In the AC drive circuit for a latching electromagnet according to a second aspect of the present invention, since the number of the AC terminals of the diode bridge is one, in addition to the effects of the first aspect,
Wiring becomes easier because there is no need to short-circuit one of the diodes. According to the AC drive circuit for a latching electromagnet according to claim 3, in claim 1, since the number of the AC terminals of the diode bridge is two, in addition to the effect of claim 1, the pair of diodes facing in the same direction Since they are connected in parallel, even if one diode fails, the other diode can ensure normal operation, improving reliability.

[Brief explanation of the drawing]

FIG. 1 is an AC drive circuit diagram of a first embodiment of the present invention.

FIG. 2 is an AC drive circuit diagram of a second embodiment.

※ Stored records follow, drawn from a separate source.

PR #1444, opened 2022-06-13
[#974] Add component edit window tab remembrance

### LINKED ISSUE #974: New feature request: Moving from component to component, configuration tab selected should open to the same tab
Users commonly change a single characteristic on a number of components, especially those related to appearance, such as color and shine. Currently, as the user selects one component, then another, and so on, when each configuration dialog opens the default tab "General" is active. It would be much easier if, for example, the shine of the rocket is being changed from 0% to 50%, when the nosecone appearance tab is active and you move to the body tube that the configuration dialog opens to the appearance tab, as would transitions and fins, etc.

The trade off would be that you would have to select the "General" tab to get back to the basic data, but my experience is that doing so would be much less frequent than the clicks saved by going to the same tab between components.

New components would open the "general" tab, as would selecting a component that did not have the selected tab from the prior component.

SiboVG:
This PR fixes #974: Moving from component to component, configuration tab selected could open to the same tab.

The current behavior is this:

- If a tab is selected the component config dialog of component 1, and you edit another component, component 2 (either by clicking component 2 while the edit dialog of component 1 is still open, or by first closing component 1's edit dialog, and then editing component 2):
- 
  - If the previously selected tab of component 1 is also present for component 2 (e.g. both components have a ‘General’ tab or ‘Appearance’ tab), then that same tab is opened for component 2
  
  - If component 2 does not have the tab of component 1, the first tab of component 2 is selected (e.g. component 1 is a FinSet with the ‘Fin tabs’ tab selected, component 2 is a Body Tube, then the first tab of component 2 - ‘General’ - will be opened)

- If a new component is added, the automatic dialog pop-up will always be opened in the first tab (e.g. ‘General’)

Demo:

https://user-images.githubusercontent.com/11031519/173460087-d194d033-ce60-4345-afbb-4ae5f00a93e3.mp4


SiboVG:
I'm wondering though: should a user be able to disable this new behavior in the system preferences or do we want to make this default behavior?

neilweinstock:
I would definitely make it the default behavior... hide it in preferences and no one will ever notice it.  Those that are *bothered* by the new behavior might be motivated to go find the preference (or ask on the forum, or whatever).

I think it's worth a checkbox in preferences.  If it's easier to have the default options be *disabled* by default, or if it's too darn hard to come up with good wording for the option, then you can do it opposite: have the option be "Always open leftmost tab when opening a component edit dialog", unchecked by default.

hcraigmiller:
My preference would be to have the new behavior be the default behavior.

SiboVG:
Latest commits add option in preference panel (couldn't find a good _enabled_ wording, so I went for the _disabled_ wording proposed by Neil)
image

neilweinstock:
Typo in tooltip:  almost -> always

hcraigmiller:
I would change "leftmost" to "General".

SiboVG:
> Typo in tooltip: almost -> always

My bad, it was too late when I made that change

SiboVG:
> I would change "leftmost" to "General", ditto on @neilweinstock.

I would not do this because it's not always General, for stages and boosters it's 'override' and 'separation' respectively.

PR #1452, opened 2022-06-16
[fixes #1100] Implement macOS idle application mode after all windows are closed

### LINKED ISSUE #1100: Feature request: on Mac, implement standard multi-document behavior
This request applies to Mac only, because it's a much clearer situation than on Windows (I'm unsure about Linux).  Frankly, I would want this behavior no matter what platform I was working on, but only the Mac really standardizes this behavior.

On the Mac, an app that supports multiple open documents (such as OR) is expected to behave as follows:

1) Remain running even when all document windows are closed

2) If all windows are closed, and the app is activated from background -> foreground (e.g. by clicking the icon in the dock), there are two options: 
 a) Open the file chooser
 b) Open a new blank document

Implementing this behavior in OR would make it much friendlier on the Mac.

__Discussion__
Regarding number 1:
Current behavior is quite frustrating.  Usually, I'm only working on a single rocket at at time.  Therefore, I want to close one rocket before opening the next.  Right now, that closes OR, and I swear at it every single time, because then I have to re-open OR (which takes a while using the packaged version), then open the file I want to view, then close the window that was open previously.  Over and over this repeats.  By letting the app stay open after the last window is closed (again, standard Mac behavior), I can do what makes most sense: close one app, then open another.

To save my sanity, what I try to do nowadays is keep a garbage window always open and made as small as possible and tucked into a corner of the screen, so the program won't close.  This is kind of ridiculous.

Regarding number 2:
Either one of these is acceptable I think, but in my own usage I am much more likely to want to open an existing file than create a new one.  So if it were up to me, I would choose to see the file open dialog whenever either (a) the app is first opened and there isn't a last-open file to open, or (b) app is brought to foreground and there are no windows open.  If what you actually want is a new rocket, then you dismiss the file dialog (app stays running!) and then File -> New.

The best modification of all is if you can also have a "Create new rocket" button added to the File Open dialog, so right there you have the choice of how to proceed.  This behavior is, regrettably, much less common, despite being ideal.  I don't know how difficult it is to implement, though.  It is _nice_ but not required.

SiboVG:
This PR fixes #1100 by making OR go into idle mode when all the design windows are closed, instead of quitting the application. In idle mode, an alternative menubar is present (that does not contain the edit tab etc.).

Demo:

https://user-images.githubusercontent.com/11031519/174087249-536fd7f6-b924-4899-b953-7e36d16ac627.mp4

Small sidenote: it seems like even in idle mode OR still uses a significant amount or memory, but that's just due to the horrible memory management of OR in general...

### DIFF
--- a/swing/src/net/sf/openrocket/gui/main/BasicFrame.java
+++ b/swing/src/net/sf/openrocket/gui/main/BasicFrame.java
@@ -34,6 +34,7 @@ import javax.swing.tree.TreeSelectionModel;
 import net.miginfocom.swing.MigLayout;
 import net.sf.openrocket.aerodynamics.WarningSet;
 import net.sf.openrocket.appearance.DecalImage;
+import net.sf.openrocket.arch.SystemInfo;
 import net.sf.openrocket.document.OpenRocketDocument;
 import net.sf.openrocket.document.OpenRocketDocumentFactory;
 import net.sf.openrocket.document.StorageOptions;
@@ -1687,7 +1688,8 @@ public class BasicFrame extends JFrame {
 		ComponentAnalysisDialog.hideDialog();
 
 		frames.remove(this);
-		if (frames.isEmpty()) {
+		// Don't quit the application on macOS
+		if (frames.isEmpty() && (SystemInfo.getPlatform() != SystemInfo.Platform.MAC_OS)) {
 			log.info("Last frame closed, exiting");
 			System.exit(0);
 		}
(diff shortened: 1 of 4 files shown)


hcraigmiller:
Uncaught Exception

[Windows 11 Pro; Version 21H2; Build 22000.675; Feature Experience Pack 1000.22000.675.0]
[Java version "11.0.15" 2022-04-19 LTS; Java(TM) SE Runtime Environment 18.9 (build 11.0.15+8-LTS-149)]

SiboVG:
Whoops my mistake, forgot to add a clause to only add the OpenFileHandler when you're on a mac, good thing you tested it @hcraigmiller 😳

hcraigmiller:
I'm assuming that this is solely an Apple related issue. If so, no anomalies found. If not, what should I be looking for in Windows?

[Windows 11 Pro; Version 21H2; Build 22000.675; Feature Experience Pack 1000.22000.675.0]
[Java version "11.0.15" 2022-04-19 LTS; Java(TM) SE Runtime Environment 18.9 (build 11.0.15+8-LTS-149)]

SiboVG:
Yes, this is only for macOS.

PR #1462, opened 2022-06-18
Update Three-stage rocket example

hcraigmiller:
Changed sustainer motor delays to avoid recovery device deployment at high speed warnings.


SiboVG:
@neilweinstock you know more about rocket design, care to give this PR a check?

neilweinstock:
Will do so as soon as I get a chance.  I don't foresee any problems; Craig knows this stuff as well (probably better) as I do.

PR #1463, opened 2022-06-18
Update Apocalypse example

hcraigmiller:
Changed nose cone and transition shoulder diameters to be consistent with body tube inner diameter; changed parachute characteristics to reduce decent to appropriate rate; moved forward and middle centering rings to ends of fins; changed fin tabs to be consistent with 15.03; rotated launch lugs so that rod is not going through fins.


SiboVG:
@neilweinstock you know more about rocket design, care to give this PR a check?

PR #1466, opened 2022-06-19
[#1465] Include xmin in sideview canvas origin calculation

### LINKED ISSUE #1465: [Bug] Side view centering not correct when child component goes outside of parent
Fit in side view still broken. See ork and image

[Mercury.zip](https://github.com/openrocket/openrocket/files/8935898/Mercury.zip)
MercuryFit

SiboVG:
This PR fixes #1465 by including the rocket's xmin position into its sideview origin calculation. For normal rockets, xmin should equal 0, thus nothing should have changed for them. For rockets where some of its child components reach further to the left than their parent component, xmin becomes smaller than zero, which should then also be included in the origin calculation. The design file from #1465 was an example of the child components reaching further to the left. A body tube contained a pod set that was positioned to the left of its parent body tube. Another way of recreating the issue from #1465 is by opening 'A simple model rocket' and moving the launch lug all the way to the left.

image


hcraigmiller:
Works well, no anomalies found,

PR #1239, opened 2016-02-15
Add a plugin to download files by their SHA512 hashsum

brianhelba:


brianhelba:
@vovythevov PTAL at the testing; it *should* be sufficient to finish implementing functionality for FilesystemAssetstore + SHA512 only.

plugins/hashsum_download/server/__init__.py
```diff
@@ -0,0 +1,66 @@
...
+        if algo not in self.SupportedAlgorithms:
+            msg = 'Invalid algorithm ("%s"). Supported algorithm are: %s.'\
+                  % (algo, self.SupportedAlgorithms)
+            raise RestException(msg, code=400)
+
+        query = {algo: hash.lower()}  # Always convert to lower case
+        fileModel = self.model('file')
+        file = fileModel.findOne(query)
+        if not file:
+            raise RestException('File not found.', code=404)
```
brianhelba: @girder/developers Note that when a file for an otherwise-valid hash value is not found, this endpoint returns a 404 code. This is in contrast to all other Girder endpoints, where the failure to find some ObjectId in the database returns a 400 error, even if the request is otherwise totally valid. I think that in general, the "right" thing is for database lookup failures to return a 404, but obviously changing this is way outside the scope of this PR. 

However, since this endpoint will likely be interacting with other third-party clients (e.g. CMake), I think it's very important to give more clear feedback on why a request failed. Also, since this is a plugin and it's doing a lookup by hash value and not ObjectId, I think we can be more tolerant of the inconsistency.

brianhelba:
@girder/developers PTAL.

plugins/hashsum_download/server/__init__.py
zachmullen: I think 404 is appropriate here. To me, the most important thing is that we return the exact same response in the following two cases:

1. No matching documents exists.
2. Matching documents exist, but current user does not have the required permission on any of them.

brianhelba: @zachmullen I don't want to sidetrack this too much, but I'm not totally clear on what you're asking for. Here's what we do now for every other route:
1. Unmatched route -> 404
2. Matched route, ObjectId syntax invalid -> 400
3. Matched route, ObjectId syntax valid, document missing from DB -> 400
4. Document found, anonymous user access denied -> 401
5. Document found, logged-in user access denied -> 403
6. Document found, logged-in user access denied -> 200

If your concern is that we are leaking information about the presence of absence of documents to unauthorized users, that's legitimate, but it's a deeper problem with the fact that [``AccessControlledModel.load``](https://github.com/girder/girder/blob/master/girder/models/model_base.py#L915) raises either a ``ValidationException`` on 2 or 3 or an ``AccessException`` (from [``AccessControlledModel.requireAccess``](https://github.com/girder/girder/blob/master/girder/models/model_base.py#L894); also this should be noted in docstring of ``AccessControlledModel.load``) on 4 or 5, then status codes are set in [``_handleRestException``](https://github.com/girder/girder/blob/master/girder/api/rest.py#L366) or [``_handleAccessException``](https://github.com/girder/girder/blob/master/girder/api/rest.py#L375).

So, all I'm proposing is that for this route, an unfound hash value (case 3, since we don't check hash syntax) returns 404. Everything else will be the same as the rest of the API (for better or worse).

zachmullen: I meant for this route in particular, given that it is a lookup by hash of contents. I'm fine with this behavior.

brianhelba: We're are indeed exposing even more information (effectively "does this file exist in this Girder instance") to unauthorized users. However the current functionality is such that cases 4 and 5 are the same as other API routes.

plugins/hashsum_download/plugin_tests/hashsum_download_test.py
```diff
@@ -0,0 +1,206 @@
...
+            user=self.user,
+            mimeType='image/png'
+        )
+
+        self.otherUser = self.model('user').createUser(
+            login='zorg',
+            password='mortis',
+            firstName='Jean-Baptiste',
+            lastName='Zorg',
+            email='nullus@universe.org'
```
zachmullen: Getting very creative with this dummy data...

plugins/hashsum_download/server/__init__.py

FIG. 3 is an AC drive circuit diagram of a third embodiment.

FIG. 4 is an exploded perspective view of the remote control relay.

FIG. 5 is a diagram of a conventional AC drive circuit.

[Explanation of symbols]

1 Coil 2 First contact part 3 Second contact part 4 Diode bridge 7, 8 DC terminal 9,10 AC terminal B Latching electromagnet

Claims (3)

[Claims] 1. A coil of a latching electromagnet; operation of the latching electromagnet in one direction turns one on and the other turns off, and operation of the latching electromagnet in the other direction turns off the one and turns on the other. a first contact portion and a second contact portion interlocked with the latching electromagnet so that the first contact portion and the second contact portion are interlocked with the latching electromagnet;
a diode bridge in which a DC terminal is connected to each one pole side of the contact part, and either one of the other pole sides of the first contact part and the second contact part and the AC terminal of the diode bridge. and the coil are connected in series to form an AC drive circuit for a latching electromagnet. 2. The AC drive circuit for a latching electromagnet according to claim 1, wherein the diode bridge has one AC terminal. 3. The AC drive circuit for a latching electromagnet according to claim 1, wherein the number of AC terminals of the diode bridge is two.